My wife is a good cook. She does a Danish roast with crackling pork and all the trimmings that is second-to-none. In fact, she is preparing a sumptuous roast dinner as I write. I’m practically drooling on the keyboard.
Knowing that my wife is a good cook, which of these two sentences do you prefer?
1. Camilla can prepare a great meal for you.
2. Camilla will prepare a great meal for you.
One word is the only difference between these two sentences, but it is a huge difference. Camilla can or Camilla will. The word can speaks of Camilla’s abilities. She can cook. So what, you say. What good is that to me? But the word will speaks to a promise. She will cook for me? Wonderful! When do we eat?
Can or will
Can is potential, but will is promise. This matters because of something Jesus said in Mark 3:28. See if you can spot the difference:
Truly I tell you, people can be forgiven all their sins. (Mark 3:28, NIV)
Truly, I say to you, all sins will be forgiven the children of man (Mark 3:28, ESV)
One Bible says your sins can be forgiven, the other says they will be forgiven. Big difference!
Can God forgive? Of course he can. He can do anything. But will he forgive? The first version doesn’t say. Who knows? He might not.
See the problem? One Bible says God can but leaves open the question of whether he will. It creates uncertainty. It opens the door to doubt and dead works.

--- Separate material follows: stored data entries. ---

PR #11, opened 2018-07-27
INS-34: global resolver

megge-dream:
closes INS-34

**- What I did**
Resolver interface now gets and returns interface{}
Add InitiateResolver to smart contract & domain
Add tests for InitiateResolver
Fix register method for reference domain
Fixes of tests for reference domain

**- How to verify it**
Run tests

Add GlobalResolver instance

### DIFF
--- a/genesis/model/contract/smart_contract.go
+++ b/genesis/model/contract/smart_contract.go
@@ -22,12 +22,14 @@ import (
 	"github.com/insolar/insolar/genesis/mock/storage"
 	"github.com/insolar/insolar/genesis/model/class"
 	"github.com/insolar/insolar/genesis/model/object"
+	"github.com/insolar/insolar/genesis/model/resolver"
 )
 
 // SmartContract marks that object is smart contract.
 // TODO: Composite work interface
 type SmartContract interface {
-	object.Callable
+	object.Child
+	InitiateResolver(self interface{})
 }
 
 // BaseSmartContract is a base implementation of ComposingContainer, Callable and TypedObject interfaces.
@@ -37,16 +39,31 @@ type BaseSmartContract struct {
 	ChildStorage   storage.Storage
 	ContextStorage storage.Storage
 	Parent         object.Parent
+	Resolver       resolver.Resolver
 }
 
 // NewBaseSmartContract creates new BaseSmartContract instance with empty CompositeMap, ChildStorage and specific parent.
 func NewBaseSmartContract(parent object.Parent) *BaseSmartContract {
 	// TODO: NewCompositeHolder
-	return &BaseSmartContract{
+	sc := BaseSmartContract{
 		CompositeMap: make(map[string]object.Composite),
 		ChildStorage: storage.NewMapStorage(),
 		Parent:       parent,
 	}
+	sc.InitiateResolver(sc)
+	return &sc
+}
+
+// InitiateResolver create resolver.
+func (sc *BaseSmartContract) InitiateResolver(self interface{}) {
+	if sc.Resolver != nil {
+		return
+	}
+	scAsParent, ok := self.(object.Parent)
+	if !ok {
+		sc.Resolver = resolver.NewHandler(nil)
+	}
+	sc.Resolver = resolver.NewHandler(scAsParent)
 }
 
 // GetClassID return string representation of object's class.
--- a/genesis/model/contract/smart_contract.go
+++ b/genesis/model/contract/smart_contract.go
@@ -75,8 +75,8 @@ func (sc *BaseSmartContract) GetReference() *object.Reference {
 func (sc *BaseSmartContract) CreateComposite(compositeFactory object.CompositeFactory) (object.Composite, error) {
 	composite := compositeFactory.Create()
 	interfaceKey := composite.GetInterfaceKey()
-	_, isExist := sc.CompositeMap[interfaceKey]
-	if isExist {
+	_, exist := sc.CompositeMap[interfaceKey]
+	if exist {
 		return nil, fmt.Errorf("delegate with name %s already exist", interfaceKey)
 	}
 	sc.CompositeMap[interfaceKey] = composite
@@ -85,8 +85,8 @@ func (sc *BaseSmartContract) CreateComposite(compositeFactory object.CompositeFa
 
 // GetComposite return composite by its key (if its exist inside smart contract).
 func (sc *BaseSmartContract) GetComposite(key string) (object.Composite, error) {
-	composite, isExist := sc.CompositeMap[key]
-	if !isExist {
+	composite, exist := sc.CompositeMap[key]
+	if !exist {
 		return nil, fmt.Errorf("delegate with name %s does not exist", key)
 	}
 	return composite, nil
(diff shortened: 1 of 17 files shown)


genesis/model/contract/smart_contract.go
```diff
@@ -37,16 +39,31 @@ type BaseSmartContract struct {
...
 		CompositeMap: make(map[string]object.Composite),
 		ChildStorage: storage.NewMapStorage(),
 		Parent:       parent,
 	}
+	sc.InitiateResolver(sc)
+	return &sc
+}
+
+// InitiateResolver create resolver.
+func (sc *BaseSmartContract) InitiateResolver(self interface{}) {
```
LinnikD: InitResolver name will be better

genesis/model/contract/smart_contract.go
```diff
@@ -37,16 +39,31 @@ type BaseSmartContract struct {
...
+	if sc.Resolver != nil {
+		return
+	}
+	scAsParent, ok := self.(object.Parent)
+	if !ok {
```
LinnikD: NewHandler can handle this case. No need to pass self to method call as a parameter interface{}

genesis/model/contract/smart_contract.go
LinnikD: You can also rename it to GetResolver() and make resolver field private. GetResolver method will act like singleton - return instance or create it if necessary

genesis/model/resolver/child.go
```diff
@@ -47,7 +50,11 @@ func (r *childResolver) GetObject(ref *object.Reference, classID string) (object
 		return nil, fmt.Errorf("object is not Proxy")
 	}
 
-	if proxy.GetClassID() != classID {
+	classIDString, ok := classID.(string)
```
LinnikD: it is bad style to use types in names. Rename to classID. previous classID can be named like cls

genesis/model/resolver/context.go
```diff
@@ -51,19 +54,24 @@ func (r *contextResolver) GetObject(ref *object.Reference, classID string) (obje
 	}
 
 	for proxy.GetClassID() == class.ReferenceID {
-		contextHolderWithChildInterface, ok := contextHolder.(object.Child)
-		if !ok {
+		contextHolderWithChildInterface, isOk := contextHolder.(object.Child)
```
LinnikD: `ok` was better name

genesis/model/resolver/context.go
```diff
@@ -51,19 +54,24 @@ func (r *contextResolver) GetObject(ref *object.Reference, classID string) (obje
...
-		proxy, err = contextResolver.GetObject(proxy.(*object.Reference), classID)
+		newProxy, err := contextResolver.GetObject(proxy, classID)
 		if err != nil {
 			return nil, err
 		}
+		proxy = newProxy.(object.Proxy)
 	}
 
-	if proxy.GetClassID() != classID {
+	classIDString, ok := classID.(string)
```
LinnikD: simple names is better

genesis/model/resolver/global.go
```diff
@@ -24,31 +24,50 @@ import (
...
-	if proxy.GetClassID() != classID {
+	parent, ok := parentProxy.(object.Parent)
+	if !ok {
+		return nil, fmt.Errorf("object with domain `%s` can not have children", ref.Domain)
+	}
+	proxy, err := parent.GetChild(ref.Record)
+	if err != nil {
+		return nil, err
+	}
+	classIDString, ok := classID.(string)
```
LinnikD: here `classIDString ` also need to be renamed

genesis/model/resolver/handler.go
```diff
@@ -22,23 +22,28 @@ import (
...
+	return &Handler{
 		globalResolver:  GlobalResolver,
 		childResolver:   newChildResolver(p),
 		contextResolver: newContextResolver(p),
 	}
 }
 
 // GetObject resolve object by its reference and return its proxy.
-func (r *resolverHandler) GetObject(ref *object.Reference, classID string) (object.Proxy, error) {
+func (r *Handler) GetObject(reference interface{}, classID interface{}) (interface{}, error) {
```
LinnikD: Add description to doc: why we use interface{} types for reference, class and proxy

genesis/model/resolver/global.go
```diff
@@ -24,31 +24,50 @@ import (
...
+	if proxy.GetClassID() != classIDString {
 		return nil, fmt.Errorf("instance class is not `%s`", classID)
 	}
 	return proxy, nil
 }
 
+// SetMap set globalInstanceMap into globalResolver
+func (r *globalResolver) SetMap(globalInstanceMap *map[string]object.Proxy) error {
+	if r.globalInstanceMap != nil {
+		return fmt.Errorf("map was already set")
```
LinnikD: Is it really error case? If map already set we can act normally. Will it be error case in future implementation?

genesis/public/core/reference.go
```diff
@@ -33,13 +33,16 @@ type ReferenceDomain interface {
 	// Base domain implementation.
 	domain.Domain
 	// RegisterReference is used to publish new global references
-	RegisterReference(*object.Reference) (string, error)
+	RegisterReference(*object.Reference, string) (string, error)
 	// ResolveReference provides reference instance from record
 	ResolveReference(string) (*object.Reference, error)
+	// SetMap set globalResolverMap for references register/resolving
+	SetMap(globalInstanceMap *map[string]object.Proxy) error
```
LinnikD: `SetMap` is not good context name here. Maybe `InitGlobalResolver` is better?

genesis/model/resolver/context.go
megge-dream: declaration of ```ok``` shadows declaration at line 40 (in this function but outside of cycle)

LinnikD: `isChild` then ;)

genesis/public/core/reference.go
megge-dream: Its not about init global resolver, its about set inner reference domain map at the same memory point as global resolver map. InitGlobalMap mb?

genesis/public/core/reference.go
```diff
@@ -96,8 +117,8 @@ func newReferenceDomainProxy(parent object.Parent) *referenceDomainProxy {
 }
 
 // RegisterReference proxy call for instance method.
-func (rdp *referenceDomainProxy) RegisterReference(address *object.Reference) (string, error) {
-	return rdp.instance.RegisterReference(address)
+func (rdp *referenceDomainProxy) RegisterReference(address *object.Reference, classID string) (string, error) {
+	return rdp.instance.RegisterReference(address, classID)
 }
 
 // ResolveReference proxy call for instance method.
```
dmitry-panchenko: ResolveReference is a ...

genesis/public/core/reference.go
```diff
@@ -120,6 +141,11 @@ func (rdp *referenceDomainProxy) GetClassID() string {
 	return class.ReferenceDomainID
 }
 
+// InitGlobalMap proxy call for instance method.
```
dmitry-panchenko: InitGlobalMap is a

But the other Bible says there is no doubt: God will forgive you. It’s a cast-iron fact. Indeed it’s a promise that Jesus fulfilled on the cross.
Potential or promise
Before he died Jesus said “All sins will be forgiven.” After he rose from the dead he said, “Go and proclaim forgiveness in my name” (see Luke 24:47). A feeble gospel says God can forgive you, but the mighty gospel declares he already has.
Therefore, my friends, I want you to know that through Jesus the forgiveness of sins is proclaimed to you. (Acts 13:38, NIV)
The NIV does a better job of translating Paul’s words in Acts than it does with Christ’s words in Mark. But are there other Bibles that mangle the Lord’s words?
Here is a list of the top ten best-selling Bibles from December 2016. Do they say God can or God will forgive sins?
How sad that the world’s two best-selling Bibles, the NIV and the NLT, both turn Christ’s promise into mush. They ruin the good news of Mark 3:28 while other Bibles shout it loud.
These are the best sellers, but the most-read Bible in America is the KJV which has this:
Verily I say unto you, all sins shall be forgiven unto the sons of men. (Mark 3:28, KJV)
The language is old but the promise comes through loud and clear: God will and on the cross God did!
Sidebar: Why does the world’s best-selling Bible mangle Jesus’ words in Mark 3:28?
Some may offer conspiracy theories involving the International Bible Society (the publisher) or Zondervan (their US licensee). But consider how this passage used to be translated in the NIV:
I tell you the truth, all the sins and blasphemies of men will be forgiven them. (NIV, 1984)
The older version is better for it says will instead of can. So why did they replace a promise with a vague observation? I have no idea. If you know, please tell me.
However, if you’re thinking of throwing away your NIV please don’t. The NIV is a decent Bible. Its simplicity and ease of readability make it a favorite of millions. And in many ways the 2011 NIV is superior to the 1984 version, just not on this occasion. So get a pen and change Mark 3:28 back to the way it was. Replace the can with will.
No translation is perfect. Each was written by people with biases. Whatever your Bible, filter everything you read through the lens of Jesus. It’s the Living Word who gives life to the written word.
Why does this matter?
It matters because a God who can is weaker than a God who will. It matters because a God who will is a God who can be trusted.
It takes next to no faith to believe in a God who can. But faith is activated when we hear about a God who will.
God can do anything? That’s not news. God will forgive you. Now that’s news! At least it was when Jesus said it.
And God has forgiven you. Your forgiveness is a fact. A done deal.
This is the deliciously good news you can feast on.